(Stored data entries)
--------------------------------------------------
PR #3855, opened 2019-06-19
Fixes #27083 - Add service file for smart_proxy_dynflow_core

adamruzicka:
This will allow us to run smart proxy dynflow core the same way it is run on EL-based distros.

### DIFF
--- a/plugins/smart_proxy_dynflow_core/rules
+++ b/plugins/smart_proxy_dynflow_core/rules
@@ -13,6 +13,7 @@ export DH_RUBY_IGNORE_TESTS=require-rubygems
 
 build:
 	/bin/sed -ri '/^ExecStart/ s#/usr/bin/smart_proxy_dynflow_core#/usr/bin/bundle exec smart_proxy_dynflow_core#' deploy/smart_proxy_dynflow_core.service
+	/bin/sed -ri '/^EnvironmentFile/ s#sysconfig#default#'
 
 %:
 	dh $@ --buildsystem=ruby --with ruby
--- a/plugins/smart_proxy_dynflow_core/rules
+++ b/plugins/smart_proxy_dynflow_core/rules
@@ -13,7 +13,7 @@ export DH_RUBY_IGNORE_TESTS=require-rubygems
 
 build:
 	/bin/sed -ri '/^ExecStart/ s#/usr/bin/smart_proxy_dynflow_core#/usr/bin/bundle exec smart_proxy_dynflow_core#' deploy/smart_proxy_dynflow_core.service
-	/bin/sed -ri '/^EnvironmentFile/ s#sysconfig#default#'
+	/bin/sed -ri '/^EnvironmentFile/ s#sysconfig#default#' deploy/smart_proxy_dynflow_core.service
 
 %:
 	dh $@ --buildsystem=ruby --with ruby
--- a/plugins/smart_proxy_dynflow_core/rules
+++ b/plugins/smart_proxy_dynflow_core/rules
@@ -12,7 +12,11 @@ export DH_RUBY_IGNORE_TESTS=require-rubygems
 #export DH_RUBY_GEMSPEC=gem.gemspec
 
 build:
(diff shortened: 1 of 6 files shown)


ekohl:
Could you open a Redmine issue for this so we can track it? We'll also have a matching installer PR

adamruzicka:
done

adamruzicka:
Changed to `/etc/default`. The goal of this is to unify the deployment on EL and debians, I didn't want to introduce another inconsistency (env file vs systemd dropin). I'll be glad to open another PRs? which would change this to use systemd dropins everywhere later.

adamruzicka:
One more thing comes to mind. Does debian automatically start services after they are installed?
If it does, can we get away with leaving the service running there without actually being used or should I try to work around that somehow here?

ekohl:
I think that's fine. We'll also modify the installer to actually use the service so when you're installing it, it's likely you want the service anyway.

plugins/smart_proxy_dynflow_core/rules
```diff
@@ -11,5 +11,9 @@ export DH_RUBY_IGNORE_TESTS=require-rubygems
 # If you need to specify the .gemspec (eg there is more than one)
 #export DH_RUBY_GEMSPEC=gem.gemspec
 
+build:
+	/bin/sed -ri '/^ExecStart/ s#/usr/bin/smart_proxy_dynflow_core#/usr/bin/bundle exec smart_proxy_dynflow_core#' deploy/smart_proxy_dynflow_core.service
+	/bin/sed -ri '/^EnvironmentFile/ s#sysconfig#default#'
```
ekohl:
```
12:25:47 /bin/sed -ri '/^EnvironmentFile/ s#sysconfig#default#'
12:25:47 /bin/sed: no input files
```

```suggestion
	/bin/sed -ri '/^EnvironmentFile/ s#sysconfig#default#' deploy/smart_proxy_dynflow_core.service
```

adamruzicka: Yeah, sometimes I should stop and read the stuff I wrote...

mmoll:
I guess there needs more stuff to be set...
```
Jun 22 13:26:42 sledge bundle[2509]: `/usr/share/foreman-proxy` is not writable.
Jun 22 13:26:42 sledge bundle[2509]: Bundler will use `/tmp/bundler/home/foreman-proxy' as your home directory tempora
Jun 22 13:26:42 sledge bundle[2509]: Could not locate Gemfile or .bundle/ directory
Jun 22 13:26:42 sledge systemd[1]: smart_proxy_dynflow_core.service: Control process exited, code=exited status=10
Jun 22 13:26:42 sledge systemd[1]: smart_proxy_dynflow_core.service: Failed with result 'exit-code'.
Jun 22 13:26:42 sledge systemd[1]: Failed to start Foreman smart proxy dynflow core service.
-- Subject: Unit smart_proxy_dynflow_core.service has failed
```

adamruzicka:
I must admit this is ugly, but I haven't found any other way (I tried building a forest of symlinks and failed miserably) how to make the sources live both in `/usr/share/smart_proxy_dynflow_core` (need to put `Gemfile.in` and `bundler.d` in there) and in `/usr/lib/ruby/vendor_ruby`.

The service is now able to start. Further changes should be made to various `*-core` packages to deploy their stuff into `/usr/share/smart_proxy_dynflow_core/bundler.d/`, but I'd leave that for another PR

mmoll:
TBH, I still think that all these `_core`-gems make things unnecessarily hard... What is the reason to also bring this to Debian and RHEL8 now?

adamruzicka:
I'd say trying to keep things compatible is making things hard. Everything would be easier even with `*-core` gems if we could just drop support for the dynflow-in-proxy deployment from everywhere.

Originally we needed to split the dynflow core from proxy because the proxy wasn't SCLed and we needed SCL bits for dynflow. We used the split deployment on EL* for some time and with a recent change to smart_proxy_dynflow we're now able to run it the same way on debian too. The main drive for this is unification across platforms. Also the dynflow core can hit the cpu pretty hard at times and having it outside the proxy imo makes sense at least from the "keeping proxy light" viewpoint

mmoll:
I see. I guess there's no way to get the goodness from one without the other...

mmoll:
merged, díky @adamruzicka!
--------------------------------------------------
- **Assigned task**: If a line above holds the word "that", copy it.

- **Answer space**:
If it does, can we get away with leaving the service running there without actually being used or should I try to work around that somehow here?
I think that's fine. We'll also modify the installer to actually use the service so when you're installing it, it's likely you want the service anyway.
The service is now able to start. Further changes should be made to various `*-core` packages to deploy their stuff into `/usr/share/smart_proxy_dynflow_core/bundler.d/`, but I'd leave that for another PR
TBH, I still think that all these `_core`-gems make things unnecessarily hard... What is the reason to also bring this to Debian and RHEL8 now?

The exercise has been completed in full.